WORK REQUIRED:
Output every entry exactly, from the first line to the last.

DATASET START

PR #159, opened 2016-07-11
Fix clone_with_new_elements for VariantCollection

tavinathanson:
Per https://github.com/hammerlab/cohorts/issues/66, we decided to use `clone_with_new_elements`; but I just realized that it wasn't actually cloning the `metadata` variable (just other "metadata").

@iskandr

---
This change is [Reviewable](https://reviewable.io/reviews/hammerlab/varcode/159)

### DIFF
--- a/.travis.yml
+++ b/.travis.yml
@@ -41,9 +41,9 @@ script:
   - pyensembl install --release 77 --species human
   - pyensembl install --release 81 --species human
   # latest human Ensembl release
-  - pyensembl install --release 83 --species human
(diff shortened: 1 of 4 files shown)


tavinathanson:
The behavior of this method is somewhat weird, as the `metadata` dictionary is left alone, even if some keys become obsolete or some elements are no longer keyed by it. @iskandr suggested offline to make that behavior more clear, which I did.

tavinathanson:
cc @arahuja FYI

iskandr:
LGTM

PR #160, opened 2016-07-15
Fix load_vcf_fast for sample names containing a space character

### LINKED ISSUE #158: load_vcf_fast fails when sample names contain spaces
I was looking at a VCF where the sample name was "medullary thyroid" and got the following error from `load_vcf_fast`: 

```
CParserError: Too many columns specified: expected 11 and found 10
```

DATASET END

TASK RESPONSE:
PR #159, opened 2016-07-11
Fix clone_with_new_elements for VariantCollection

tavinathanson:
Per https://github.com/hammerlab/cohorts/issues/66, we decided to use `clone_with_new_elements`; but I just realized that it wasn't actually cloning the `metadata` variable (just other "metadata").

@iskandr

---
This change is [Reviewable](https://reviewable.io/reviews/hammerlab/varcode/159)

### DIFF
--- a/.travis.yml
+++ b/.travis.yml
@@ -41,9 +41,9 @@ script:
   - pyensembl install --release 77 --species human
   - pyensembl install --release 81 --species human
   # latest human Ensembl release
-  - pyensembl install --release 83 --species human
(diff shortened: 1 of 4 files shown)


tavinathanson:
The behavior of this method is somewhat weird, as the `metadata` dictionary is left alone, even if some keys become obsolete or some elements are no longer keyed by it. @iskandr suggested offline to make that behavior more clear, which I did.

tavinathanson:
cc @arahuja FYI

iskandr:
LGTM

PR #160, opened 2016-07-15
Fix load_vcf_fast for sample names containing a space character

### LINKED ISSUE #158: load_vcf_fast fails when sample names contain spaces
I was looking at a VCF where the sample name was "medullary thyroid" and got the following error from `load_vcf_fast`: 

```
CParserError: Too many columns specified: expected 11 and found 10
```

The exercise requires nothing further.